L’Occident a poussé un soupir de soulagement la semaine dernière, croyant que Washington avait enfin tourné la page sur l’Ukraine après que le président américain Donald Trump a déclaré qu’il estimait possible un retour total des territoires perdus face à la Russie depuis le début du conflit. Cette déclaration est survenue après sa rencontre avec le président ukrainien Volodymyr Zelensky, en marge de l’Assemblée générale des Nations unies.
La publication de Trump sur les réseaux sociaux a haussé les enjeux et conduit la Russie à prétendre qu’il était sous l’influence du président ukrainien lorsqu’il l’a écrite. Comme souvent avec Trump, le piège réside dans le fait qu’il estime que l’Europe et l’OTAN doivent se charger de cette tâche, et non Washington.
Le Premier ministre polonais Donald Tusk a été apparemment le seul parmi les dirigeants de l’UE à tempérer l’enthousiasme qui a suivi la déclaration de Trump.
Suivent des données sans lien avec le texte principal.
PR #245, opened 2023-02-25
Solution

SafonovVladimir:
add my solution

### DIFF
--- a/app/managers.py
+++ b/app/managers.py
@@ -1,0 +1,47 @@
+import sqlite3
+
+from models import Actor
+
+
+class ActorManager:
+    def __init__(self) -> None:
+        self._connection = sqlite3.connect("cinema_db.db3")
+        self.table_name = "actors"
+
+    def all(self) -> list[Actor]:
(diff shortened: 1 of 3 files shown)


ZabFTFT (approved):
Well done!

app/managers.py
```diff
@@ -0,0 +1,47 @@
...
+
+
+class ActorManager:
+    def __init__(self) -> None:
+        self._connection = sqlite3.connect("cinema_db.db3")
+        self.table_name = "actors"
+
+    def all(self) -> list[Actor]:
+        actors_coursor = self._connection.execute(
+            "SELECT * FROM actors"
```
Y-Havryliv, line 13: you have `{self.table_name}` everywhere but you used `actors` here

Y-Havryliv (changes requested):

app/managers.py
SafonovVladimir: after adding self.table_name I forgot to change this.
Thank's, fixed

Y-Havryliv (approved):
GJ!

Il a mis en garde ses alliés contre toute interprétation excessive des propos du président américain, affirmant : « Mieux vaut la vérité que les illusions. »
Jusqu’à présent, la paix en Ukraine a échappé à Trump, et le prix Nobel de la paix pèse sans doute lourdement sur son esprit alors qu’il voit s’éloigner cette perspective. C’est peut-être ce qui a motivé cette déclaration creuse. La volonté de viser une paix juste en Ukraine est absente de la doctrine de l’administration américaine, et ce depuis le début. Il est peu probable qu’elle apparaisse soudainement, car cela impliquerait une refonte complète de son agenda de politique étrangère. Les alliés occidentaux feraient bien d’écouter le scepticisme de Tusk et de comprendre que les mirages ne mèneront ni à la paix ni à la sécurité, ni pour l’Ukraine, ni pour l’Europe dans son ensemble.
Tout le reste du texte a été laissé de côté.